Embarking on a do-it-yourself (DIY) project, especially within the realm of electric platforms, kits, tools, cars, and motors, demands a foundational understanding of electronics. For enthusiasts eager to build their own electric vehicles or platforms, choosing the right electronic components is paramount. This guide will walk you through the essential elements – motors, Electronic Speed Controllers (ESCs), batteries, receivers, servos, and Battery Eliminator Circuits (BECs) – ensuring your electric platform is not only functional but also optimized for performance and longevity.
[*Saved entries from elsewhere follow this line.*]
PR #792, opened 2021-09-24
ETD-394 Construct DSS SQS message

jazairi:

This is the third part of ETD-394, supporting publication to
DSpace@MIT via the DSpace Submission Service.

#### Relevant ticket(s):

https://mitlibraries.atlassian.net/browse/ETD-394

This constructs the SQS message attributes and body, as per the
DSS spec. Submitting the message to the queue will come in a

Motors, ESCs, & Batteries: The Power Trio
The selection process begins with the motor, the heart of your electric platform. Motor choice is intrinsically linked to the thrust you require and the propeller size you intend to use. Manufacturers typically provide specifications detailing the thrust a motor can generate with a specific propeller, alongside its amperage draw. For instance, if you aim for a combined thrust of approximately 1720g, as in our example, two motors each delivering 860g of thrust with a 10×4.7 propeller would be suitable. These motors might draw around 12 Amps each.
Once you’ve identified your motor, the Electronic Speed Controller (ESC) comes into play. The ESC’s primary function is to regulate the power delivered to the motor, controlling its speed. It’s crucial to select an ESC that can handle the motor’s amperage draw. A general rule of thumb is to choose an ESC with a higher amperage rating than your motor’s maximum draw to ensure it operates efficiently and avoids overheating. In our example, even though the motors draw 12 Amps each, a 40Amp ESC per motor was chosen for enhanced cooling and safety margin, despite a 25-30Amp ESC being technically sufficient.
Batteries are the energy source for your electric platform. To estimate flight time or operational duration, you can use a simple equation:
*Flight Time (minutes) = (Battery Capacity (Ah) / Motor Amp Draw (Amperes)) 48
This equation incorporates the 80% discharge rule, which advises against depleting lithium polymer batteries beyond 80% of their capacity to prolong their lifespan. For example, a 2200mAh (2.2Ah) battery paired with a motor drawing 12 Amps would yield approximately 8.8 minutes of operation. Therefore, for extended operation, consider using multiple batteries or batteries with higher capacity.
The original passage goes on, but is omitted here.